The great thing about the almanacs, to me, are the ads and the household tips. The recipes are always for something you wish your granny still made - homemade root beer, pickle relish, pickles, mayonnaise, shrimp-kabobs, shrimp creole, shrimp gumbo. Pan fried, deep fried, stir-fried. There's pineapple shrimp, lemon shrimp, coconut shrimp, pepper shrimp, shrimp soup, shrimp stew, shrimp salad, shrimp and potatoes, shrimp burger, shrimp sandwich. That- that's about it.
The ads are for trusses and learn-to-throw-your-voice classes by mail and creams to make dogs stop scratching and folksy stuff like that.
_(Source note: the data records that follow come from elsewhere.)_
PR #138, opened 2018-12-13
Add color input module

mkutz:
See geb/issues#549


mkutz:
Just ran that test 200 times with no failure.

erdi:
As long as the build passes on CircleCI I'm happy. The Windows build is there only because we had tests that were not cross platform in the past and would fail on that OS and the failure is definitely not Windows specific and has nothing to do with your changes.

PR #141, opened 2018-12-17
Add time input module

mkutz:
See geb/issues#554


mkutz:
I screwed up again. Trying to fix. The PR should only have one single commit and no conflicts at all, just picked the wrong branch.

PR #148, opened 2019-03-22
Use Number instead of Double in Wait

mkutz:
There is no reason to restrict timeout and interval to Double values.
In the documentation there never was any example using Double, but
Integer (e.g. 5) or Float (e.g. 0.1). While the calls actually worked
due to Groovy's dynamic typing, they cause errors when using strict
typing and cause irritations in Idea, which cannot find the right
method and assumes that waitFor will return Object instead of the return
type of the given Closure.

Switching to Number allows to use any Number type and will solve these
issues.

Contributes to geb/issues#570

### DIFF
--- a/doc/manual/src/docs/asciidoc/140-project.adoc
+++ b/doc/manual/src/docs/asciidoc/140-project.adoc
@@ -86,7 +86,7 @@ This page lists the high level changes between versions of Geb.
 
 === {geb-version}
 
-No changes have been made, yet.
+* Use `Number` instead of `Double` for waitFor calls [issue:570[]]
 
 === 2.3.1
 
--- a/module/geb-waiting/src/main/groovy/geb/waiting/Wait.groovy
+++ b/module/geb-waiting/src/main/groovy/geb/waiting/Wait.groovy
@@ -26,24 +26,24 @@ class Wait {
     /**
      * 5 seconds
      */
-    static public final Double DEFAULT_TIMEOUT = 5
+    static public final Number DEFAULT_TIMEOUT = 5
 
     /**
      * 100 milliseconds
      */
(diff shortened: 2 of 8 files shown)


doc/manual/src/docs/asciidoc/140-project.adoc
```diff
@@ -86,7 +86,7 @@ This page lists the high level changes between versions of Geb.
 
 === {geb-version}
 
-No changes have been made, yet.
+* Use `Number` instead of `Double` for waitFor calls [issue:570[]]
```
erdi: 👍

module/geb-waiting/src/main/groovy/geb/waiting/Wait.groovy
```diff
@@ -141,10 +141,10 @@ class Wait {
      * Blocks the caller for the retryInterval
      */
     void sleepForRetryInterval() {
-        Thread.sleep(toMiliseconds(retryInterval) as long)
+        Thread.sleep(toMilliseconds(retryInterval) as long)
     }
 
-    private double toMiliseconds(Double seconds) {
+    private static double toMilliseconds(Number seconds) {
```
erdi: I think that if we change the return type of this method to `int` then we won't need the `Math.ceil` call and a cast where this method is used.

mkutz: If I understand your suggestion correctly, it's not exactly the same sind we'd change ceil to floor. But I guess nobody will care about the milli fractions.

Returning int is definitely a good idea. I'll take care of it tomorrow.

erdi:
Thank you!

PR #149, opened 2019-04-12
Remove @RequiresRealBrowser

mkutz:
Since https://sourceforge.net/p/htmlunit/bugs/1923/ is now closed, this
test now works with HtmlUnit.


erdi:
Thanks.

What about other tests that you added and which are annotated with:
```
@RequiresRealBrowser // maybe due to https://sourceforge.net/p/htmlunit/bugs/1923/
```
?

mkutz:
I tried only one till now and it was still failing. I will check next week but I guess they are all HtmlUnit issues in their own right.

erdi:
Understood.

PR #153, opened 2019-08-28
events tracking

darionct:
Please review the pull request and add comments and suggestions.
Thanks!


erdi:
Thanks for the PR, @darionct. Unfortunately, after looking deeper into this, I came to a realisation that there is certain complexity involved around passing the event source to the listener. So, if a module instance is clicked we want to pass that module instance as the source and not the underpinning navigator to which the module instance delegates as is the case in your implementation. Same goes for clicking on page content. 

I have an idea how to implement it but it's quite complex and hard to explain. I will prioritise working on this and cut a release as soon as I'm done. Hopefully you're ok with it.

PR #154, opened 2019-11-12
Added pom type for groovy-all dependency in manual

tombrown1002:
No longer downloads as a jar, so addition of pom type necessary.


erdi:
Thanks for the contribution, @tombrown1002 but the explicit dependency on groovy is no longer necessary because [it's already included in Geb's pom](https://search.maven.org/remotecontent?filepath=org/gebish/geb-core/3.2/geb-core-3.2.pom). Would you mind removing it instead of modifying it? Also, can you please [add yourself as a contributor](https://github.com/geb/geb/blob/master/doc/manual/src/docs/asciidoc/140-project.adoc#contributors) while you're at it?

erdi:
I've applied 86f28b5d instead.

PR #253, opened 2017-05-12
Add mp-items-menu to new style guide

mduan:
Basically copied over from the old style guide.


EricBenjamin:
oops, did not mean to do that ^

PR #257, opened 2017-05-17
added compiled style guide to gitignore

antialias:


tdumitrescu:
I'm afraid this will break http://mixpanel.github.io/mixpanel-common, which is served via GitHub pages out of the repo.

antialias:
@tdumitrescu what if the style guide were published separately to github pages?https://github.com/mixpanel/mixpanel-common/pull/258

PR #258, opened 2017-05-17
script for publishing styleguide to gh-pages branch

antialias:


scripts/publish-styleguide.js
```diff
@@ -0,0 +1,6 @@
+#!/usr/bin/env node
+const ghPages=require('gh-pages');
+const execSync=require('child_process').execSync;
+
+execSync('npm build')
```
tdumitrescu: `npm run build`?

antialias: d'oh

antialias:
> the annoyance of the multi-branch workflow

Good to have some perspective on this. I suspect that if the multi-branch workflow was annoying, then is was a bit more manual than running `npm run publish-styleguide` to publish the styleguide from from your current branch.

Cigarettes, whisky, Volvos - all these exotic items wouldn't dream of advertising there.
But I wanted to share this with you...
It's great advice from last month for anyone who wants to walk around all day and have people asking "Are you eating a banana?" How many people are willing to schmear banana goo all over their shoes and "buff with a soft cloth"?
That many, huh?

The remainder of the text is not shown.